If you are a middle-class woman who has chosen to stay home with your children (which is the right-wing dream society, after all), yes, you do have more to fear from divorce than from outsourcing -- unless you are a divorced woman with no recent job skills whose ex-husband's job is outsourced, in which case you are not going to get blood from a stone. But if you are a professional woman whose husband has decided to delude himself that he's still a kid by leaving you for a 25-year-old, then you have a lot more to fear from the outsourcing of your own job -- especially now that Mr. Midlife Crisis has started a new family with Miss Trophy.

If you have a daughter, and you can have an open, honest dialogue with her about sex and contraception, and she knows that she is loved and valued, then you have more to worry about from globalization than from premarital pregnancy. After all, you're planning to spend hundreds of thousands of dollars to send this kid to college; you'd kind of like her to be able to find a decent job after she graduates.

Conservatives, especially evangelicals, have had free rein to offer their own recipe for social renewal: churches that restrain male selfishness, decency standards that check hedonism, social norms that discourage childbearing outside wedlock.
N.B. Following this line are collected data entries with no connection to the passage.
PR #184, opened 2022-09-16
Move Partner to GA

nwithan8:
# Description

- Copy Referral classes to GA, remove deprecated functions that don't need to carry over
- Replace beta endpoints with GA endpoints
- Mark beta Referral classes as deprecated (NOTE: When deleting, can probably delete deprecated CreditCard classes too)
- Copy Referral unit tests to GA, keep beta unit tests as well
- Add missing README.md info
- Add missing Partner key to TestUtils

# Testing

- Tests re-recorded as needed, all pass

# Pull Request Type


src/main/java/com/easypost/model/ReferralCustomer.java
```diff
@@ -0,0 +1,257 @@
...
+     * @param params Map of the referral user parameters.
+     * @return Referral object.
+     * @throws EasyPostException when the request fails.
+     */
+    public static ReferralCustomer create(Map<String, Object> params) throws EasyPostException {
+        return create(params, null);
+    }
+
+    /**
+     * Create a Referral object from parameter map. This function requires the Partner User's API key.
```
jchen293, line 49:
```suggestion
     * Create a Referral Customer object from parameter map. This function requires the Partner User's API key.
```

jchen293 (approved):

Makefile
```diff
@@ -6,6 +6,10 @@ help:
 build:
 	mvn clean install -DskipTests=true -Dgpg.skip=true -Dcheckstyle.skip=true -Dcheckstyle.skip=true -Ddependency-check.skip=true -Djavadoc.skip=true
 
+## build-deps - Build the project dependencies
+build-deps:
+	mvn install
```
Justintime50, line 11: Question: Shouldn't this instead be in the `install` target instead of its own like all the other libs?

src/main/java/com/easypost/model/beta/ReferralCustomer.java
```diff
@@ -19,6 +19,10 @@
 import java.util.List;
 import java.util.Map;
 
+/**
+ * @deprecated Use {@link com.easypost.model.ReferralCustomer} instead.
+ * Deprecated: v5.10.0 - v7.0.0
```
Justintime50, line 24: Issue: for beta features, we won't use the traditional "2 version removal" policy, since we can't guarantee the beta feature itself at the API level will live on that long. Once the API beta endpoint is gone, we are free to remove from the lib since it will become unusable. For that reason, let's not tag these with the version ranges.

If this was a deprecated non-beta feature, than the tags would absolutely apply.

src/main/java/com/easypost/model/beta/ReferralCustomerCollection.java
```diff
@@ -4,6 +4,10 @@
 
 import java.util.List;
 
+/**
+ * @deprecated Use {@link com.easypost.model.ReferralCustomerCollection} instead.
+ * Deprecated: v5.10.0 - v7.0.0
```
Justintime50, line 9: Issue: for beta features, we won't use the traditional "2 version removal" policy, since we can't guarantee the beta feature itself at the API level will live on that long. Once the API beta endpoint is gone, we are free to remove from the lib since it will become unusable. For that reason, let's not tag these with the version ranges.

If this was a deprecated non-beta feature, than the tags would absolutely apply.

Makefile
nwithan8: When it's in "install", it's run as part of CI.
There (and locally), it throws an error due to the GPG plugin configuration.
Separating this out into a separate step (one that doesn't need to be run manually in most cases unless something goes wrong) is, IMO, a better backup.
For reference, this is the solution to the templating situation (explained in the wall of text in `src/main/java-templates/com/easypost/EasyPost.java`

nwithan8: Resolved

src/main/java/com/easypost/model/beta/ReferralCustomer.java
nwithan8: Resolved

src/main/java/com/easypost/model/beta/ReferralCustomerCollection.java
nwithan8: Resolved

Justintime50 (dismissed):

Justintime50 (approved):

PR #193, opened 2022-10-17
Improve error handling

jchen293:
# Description

- Introduce a handful of explicit error types based on the status code
- Two types of error: API or General
   - API: API exceptions are generated based on the status code of the failed API call.
   - General: Exceptions from client library such as no lowest rate found.
- Improve the error parsing when the error message is an array(rare case) by concatenating the array to a string.

# Testing

Add unit tests to make all tests pass

# Pull Request Type

### DIFF
--- a/CHANGELOG.md
+++ b/CHANGELOG.md
@@ -17,11 +17,6 @@
 - Improves error exception handling
   - Specific error types for each category of error
   - API error message may be an array rather than a string. Arrays will be concatenated (by comma) and returned as a string.
-- Adds two missing attributes in the Event class: `pendingUrls` and `completedUrls`
-- Changes the type `result` of Event from `EasyPostResource` to `Map<String, Object>`
-- Improves error exception handling
-  - Specific error types for each category of error
-  - API error message may be an array rather than a string. Arrays will be concatenated (by comma) and returned as a string.
 
 ## v5.10.0 (2022-09-21)
 
--- a/CHANGELOG.md
+++ b/CHANGELOG.md
@@ -7,13 +7,16 @@
 - Changes the type of Insurance `Amount` from Float to String
 - Removes `getUpdate` and `setUpdate` from Tracker class
 - Removes all beta features and corrsponding unit tests
-- Remove `serviceCode` from `Rate` class since this value is internal use only
+- Removes `serviceCode` from `Rate` class since this value is internal use only
 - Converts return type from boolean to void in empty response body functions
   - `fundWallet()` and `deletePaymentMethod()` in Billing class
   - `createList()` in Tracker class
   - `updateEmail()` in ReferralCustomer class
 - Adds two missing attributes in the Event class: `pendingUrls` and `completedUrls`
 - Changes the type `result` of Event from `EasyPostResource` to `Map<String, Object>`
+- Improves error exception handling
+  - Specific error types for each category of error
+  - API error message may be an array rather than a string. Arrays will be concatenated (by comma) and returned as a string.
 
 ## v5.10.0 (2022-09-21)
 
--- a/CHANGELOG.md
+++ b/CHANGELOG.md
@@ -17,6 +17,8 @@
 - Improves error exception handling
   - Specific error types for each category of error
   - API error message may be an array rather than a string. Arrays will be concatenated (by comma) and returned as a string.
+- Adds two missing attributes in the Event class: `pendingUrls` and `completedUrls`
+- Changes the type `result` of Event from `EasyPostResource` to `Map<String, Object>`
 
 ## v5.10.0 (2022-09-21)
 
--- a/CHANGELOG.md
+++ b/CHANGELOG.md
@@ -19,6 +19,9 @@
   - API error message may be an array rather than a string. Arrays will be concatenated (by comma) and returned as a string.
 - Adds two missing attributes in the Event class: `pendingUrls` and `completedUrls`
 - Changes the type `result` of Event from `EasyPostResource` to `Map<String, Object>`
+- Improves error exception handling
+  - Specific error types for each category of error
+  - API error message may be an array rather than a string. Arrays will be concatenated (by comma) and returned as a string.
 
 ## v5.10.0 (2022-09-21)
 
--- a/pom.xml
+++ b/pom.xml
@@ -64,6 +64,11 @@
             <version>0.4.2</version>
             <scope>compile</scope>
         </dependency>
+        <dependency>
+            <groupId>org.apache.httpcomponents</groupId>
+            <artifactId>httpclient</artifactId>
+            <version>4.5.13</version>
+        </dependency>
     </dependencies>
 
     <organization>
--- a/src/main/java/com/easypost/exception/EasyPostException.java
+++ b/src/main/java/com/easypost/exception/EasyPostException.java
@@ -11,47 +11,73 @@ package com.easypost.exception;
 public class EasyPostException extends Exception {
 
     private static final long serialVersionUID = 1L;
-    private final String param;
+    private final String code;
+    private final Integer statusCode;
+    private final String message;
 
     /**
-     * Get the parameter name.
-     *
-     * @return the parameter name
-     */
-    public String getParam() {
-        return param;
-    }
-
-    /**
-     * Constructor.
+     * EasyPostException constructor.
      *
      * @param message the exception message
      */
     public EasyPostException(final String message) {
-        super(message, null);
-        this.param = null;
+        super(message);
+        this.code = null;
+        this.statusCode = null;
+        this.message = message;
     }
 
     /**
-     * Constructor.
+     * EasyPostException constructor.
      *
      * @param message the exception message
      * @param ex      the exception cause
      */
     public EasyPostException(final String message, final Throwable ex) {
         super(message, ex);
-        this.param = null;
+        this.code = null;
+        this.statusCode = null;
+        this.message = message;
     }
 
     /**
-     * Constructor.
+     * EasyPostException constructor.
      *
      * @param message the exception message
-     * @param param   the parameter name
-     * @param ex      the exception cause
+     * @param code the exception code
+     * @param statusCode the exception status code
      */
-    public EasyPostException(final String message, final String param, final Throwable ex) {
-        super(message, ex);
-        this.param = param;
+    public EasyPostException(final String message, final String code, final int statusCode) {
+        super(message);
+        this.code = code;
+        this.statusCode = statusCode;
+        this.message = message;
+    }
+
+    /**
+     * Get status code of the error object.
+     * 
+     * @return statusCode the status code of the error object
+     */
+    public Integer getStatusCode() {
+        return statusCode;
+    }
+
+    /**
+     * Get code of the error object.
+     *
+     * @return code the code of the error object
+     */
+    public String getCode() {
+        return code;
+    }
+
+    /**
+     * Get message of the error object.
+     *
+     * @return message the message of the error object
+     */
+    public String getMessage() {
+        return message;
     }
 }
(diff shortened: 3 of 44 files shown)


src/main/java/com/easypost/model/Error.java
```diff
@@ -1,45 +1,46 @@
...
-        return code;
+    public List<Error> getError() {
+        return errors;
     }
 
     /**
-     * Set the error code.
-     *
-     * @param code code
+     * set the errors for an Error object.
```
Justintime50, line 20:
```suggestion
     * Set the errors for an Error object.
```

src/main/java/com/easypost/net/EasyPostResource.java
```diff
@@ -9,7 +9,24 @@
...
+import com.easypost.exception.API.InvalidRequestError;
+import com.easypost.exception.API.MethodNotAllowedError;
+import com.easypost.exception.API.NotFoundError;
+import com.easypost.exception.API.PaymentError;
+import com.easypost.exception.API.RateLimitError;
+import com.easypost.exception.API.RedirectError;
+import com.easypost.exception.API.ServiceUnavailablError;
+import com.easypost.exception.API.TimeoutError;
+import com.easypost.exception.API.UnauthorizedError;
+import com.easypost.exception.API.UnknownApiError;
```
Justintime50, line 26: Can we not just import `com.easypost.exception.API.*`?

src/test/java/com/easypost/ErrorTest.java
```diff
@@ -1,13 +1,33 @@
...
+import com.easypost.exception.API.UnknownApiError;
+import com.easypost.exception.API.PaymentError;
+import com.easypost.exception.API.RateLimitError;
+import com.easypost.exception.API.NotFoundError;
+import com.easypost.exception.API.MethodNotAllowedError;
+import com.easypost.exception.API.TimeoutError;
+import com.easypost.exception.API.ForbiddenError;
+import com.easypost.exception.API.GatewayTimeoutError;
+import com.easypost.exception.API.InternalServerError;
+import com.easypost.exception.API.InvalidRequestError;
```
Justintime50, line 18: Same import question as above?

src/test/java/com/easypost/ErrorTest.java
```diff
@@ -34,4 +54,77 @@ public void testError() throws EasyPostException {
         // so we'll just check fo a generic exception
         assertThrows(Exception.class, () -> Shipment.create(null));
     }
+
+    /**
+     * Test every error type and make sure each errro has property.
```
Justintime50, line 59:
```suggestion
     * Test every error type and make sure each error has the correct properties.
```

Justintime50 (commented):
This looks great, nice work! There were a couple tiny spelling things to fix otherwise.

Let's please add one more test, a real API call to test that we throw errors correctly for invalid address verification. You can check any of the other test suites `address` tests files for an example on how to replicate this.

src/main/java/com/easypost/net/EasyPostResource.java
jchen293: Yes, we could, but the linter will complain. The only issue with using wildcard import is it could clutter your local namespace. More details here: https://stackoverflow.com/questions/147454/why-is-using-a-wild-card-with-a-java-import-statement-bad

src/test/java/com/easypost/ErrorTest.java
jchen293: Look my previous answer

src/main/java/com/easypost/net/EasyPostResource.java
Justintime50: I'm aware, this was the same question I asked in your interview 😉 

If the linter complains, then feel free to leave it. The reason why a wildcard error shouldn't matter much here is because we have complete control over the environment and don't really use other dependencies meaning the namespace collision possibility would be super tiny since we're only importing our own items.

nwithan8: But it opens up others to potentially back-door accessing other classes (think a bad __init__ in Python)

pom.xml
```diff
@@ -64,6 +64,11 @@
             <version>0.4.2</version>
             <scope>compile</scope>
         </dependency>
+        <dependency>
```
jchen293, line 67: ## Reviewer note:

Adding this dependency because we were using the dependency from the `EasyVCR` pom.xml, we should explicit this out in the CL itself.

CHANGELOG.md
```diff
@@ -7,13 +7,21 @@
...
 - Adds two missing attributes in the Event class: `pendingUrls` and `completedUrls`
 - Changes the type `result` of Event from `EasyPostResource` to `Map<String, Object>`
+- Improves error exception handling
+  - Specific error types for each category of error
+  - API error message may be an array rather than a string. Arrays will be concatenated (by comma) and returned as a string.
+- Adds two missing attributes in the Event class: `pendingUrls` and `completedUrls`
+- Changes the type `result` of Event from `EasyPostResource` to `Map<String, Object>`
+- Improves error exception handling
+  - Specific error types for each category of error
+  - API error message may be an array rather than a string. Arrays will be concatenated (by comma) and returned as a string.
```
Justintime50, line 24: Issue: you have this in here twice

pom.xml
Justintime50: Question: What is it used for?

src/main/java/com/easypost/model/Error.java
```diff
@@ -1,45 +1,46 @@
...
     /**
-     * Get the error code.
+     * Get the errors from an Error object.
      *
-     * @return code
+     * @return errors
      */
-    public String getCode() {
-        return code;
+    public List<Error> getError() {
```
Justintime50, line 15: Issue: This must be plural since it's a list of multiple errors

```suggestion
    public List<Error> getErrors() {
```

src/main/java/com/easypost/model/Error.java
```diff
@@ -1,45 +1,46 @@
...
-     * Set the error code.
-     *
-     * @param code code
+     * Set the errors for an Error object.
+     * 
+     * @param errors errors
      */
-    public void setCode(final String code) {
-        this.code = code;
+    public void setError(List<Error> errors) {
```
Justintime50, line 24: Issue: This must be plural since it's a list of multiple errors

```suggestion
    public void setErrors(List<Error> errors) {
```

src/main/java/com/easypost/model/Error.java
```diff
@@ -59,22 +60,4 @@ public String getMessage() {
...
-    }
-
-    /**
-     * Set the suggestion for the error.
-     *
-     * @param suggestion suggestion
-     */
-    public void setSuggestion(final String suggestion) {
-        this.suggestion = suggestion;
-    }
```
Justintime50, line 79: I believe we still need `suggestion`. It's not often used but sometimes on address verification we'll actually suggest an update to the address to make it verify correctly. (search `suggestion` in our docs and you'll find it in the responses)

src/test/java/com/easypost/ErrorTest.java
```diff
@@ -34,4 +55,93 @@ public void testError() throws EasyPostException {
         // so we'll just check fo a generic exception
         assertThrows(Exception.class, () -> Shipment.create(null));
     }
+
```
Justintime50, line 58: I can't mark the lines because they weren't edited, but now that the VCR bug is corrected, please update the `testError` test to test pulling out each individual piece of an error. You can look to the PHP or Ruby error as an example:

- https://github.com/EasyPost/easypost-ruby/blob/1673ceb6991c223ab8dc18cb1abbf2f9087e4ce1/spec/error_spec.rb

src/test/java/com/easypost/ErrorTest.java
```diff
@@ -34,4 +55,93 @@ public void testError() throws EasyPostException {
...
+    @Test
+    public void testInvalidAddressCreation() throws EasyPostException {
+        vcr.setUpTest("error_address_creation");
+        EasyPostException exception = assertThrows(EasyPostException.class,
+                () -> Address.createAndVerify(null));
+
+        assertEquals("PARAMETER.REQUIRED", exception.getCode());
+        assertEquals(422, exception.getStatusCode());
+        assertEquals("Missing required parameter.", exception.getMessage());
+    }
```
Justintime50, line 146: Issue: Please move this to the `Address` test file like other libs. It's intended to test that even though we ripped out some logic some time ago about how errors were handled for addresses that it still gets thrown correctly.

Justintime50 (changes requested):
Looks like a few things crept in. Will stamp once these are addressed.

pom.xml
jchen293: It's being used in here: https://github.com/EasyPost/easypost-java/blob/758e497082af0fe211a2919400f5c005c06d0660/src/main/java/com/easypost/utils/Cryptography.java#L3

CHANGELOG.md
jchen293: Emm, rebase gone wrong

src/main/java/com/easypost/model/Error.java
jchen293: Thanks for calling this out! Looks like I also need to bring `field` back as well

src/test/java/com/easypost/ErrorTest.java
jchen293: resolved

src/test/java/com/easypost/ErrorTest.java
jchen293: resolved

Justintime50 (approved):

src/main/java/com/easypost/exception/EasyPostException.java
```diff
@@ -8,50 +8,100 @@
 
 package com.easypost.exception;
 
+import com.easypost.model.Error;
+
+import java.util.List;
+
 public class EasyPostException extends Exception {
 
     private static final long serialVersionUID = 1L;
```
nwithan8, line 17: Reference for future travelers of what this is: https://www.baeldung.com/java-serial-version-uid

src/main/java/com/easypost/exception/General/InvalidParameterError.java
```diff
@@ -0,0 +1,24 @@
...
+        super(message);
+    }
+
+    /**
+     * constructor.
+     *
+     * @param message the exception message
+     * @param e the Throwable object
+     */
+    public InvalidParameterError(final String message, Throwable e) {
```
nwithan8, line 21: Question: Why do some of these exceptions have a Throwable constructor and others don't?
I understand what the Throwable does (basically allows for inner-nested exceptions), why are we inconsistent with which exception types can and can't have an inner Throwable?

nwithan8 (approved):

src/main/java/com/easypost/exception/General/InvalidParameterError.java
Justintime50: @jchen293 care to answer? Do we need to correct this? Pinging to make sure it doesn't fall through the cracks.

jchen293: We have a `Throwable` in this Exception class because there is a `UnsupportedEncodingException` that could possibly throw when encoding the report type, you could find the code here: https://github.com/EasyPost/easypost-java/blob/de759f2bad6f8f608591aa15a42bd0fd17ad7215/src/main/java/com/easypost/model/Report.java#L211

jchen293: @Justintime50 Had to merge first so I grab get the link to the latest code commit

PR #195, opened 2022-10-19
improve Event class

jchen293:
# Description

- Add two missing attributes in the Event class: `pendingUrls` and `completedUrls`
- Remove custom Event deserializer since the type of `result` of Event has been changed to a Map

# Testing

Current unit tests pass, add another assertion in the Webhook test that has `result` from the response to make sure it gets deserialized correctly

# Pull Request Type


Justintime50 (approved):

src/main/java/com/easypost/model/Event.java
```diff
@@ -3,14 +3,17 @@
 import com.easypost.exception.EasyPostException;
 import com.easypost.net.EasyPostResource;
 
+import java.util.List;
 import java.util.Map;
 
 public final class Event extends EasyPostResource {
     private String id;
```
nwithan8, line 10: Question: Have we not moved `id` and `mode` to the base `EasyPostResource` class yet? If so, they're not needed to be duplicated here.

src/main/java/com/easypost/net/EasyPostResource.java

Middle-class Americans feel social anxiety more acutely than economic anxiety because they understand that values matter most. Democrats are beginning to understand this, too.


Perhaps middle-class Americans feel social anxiety more acutely than economic anxiety because they have a sense that social factors are something they can control, whereas economics are in the hands of multinational corporations and the politicians whose favors they buy. What's interesting is that this social anxiety, and the efforts to impose some vague concept called "morality" on the larger society (morality usually being synonymous with female sexual restraint) are drawing attention away from the very real threats being posed by an economic policy which rewards inherited wealth and punishes work, which regards corporations as people and people as fungible. If Americans can point fingers at those they deem unworthy -- pregnant women, television screenwriters, actors, and non-Christians, they don't have to pay attention to the erosion of their own economic lives.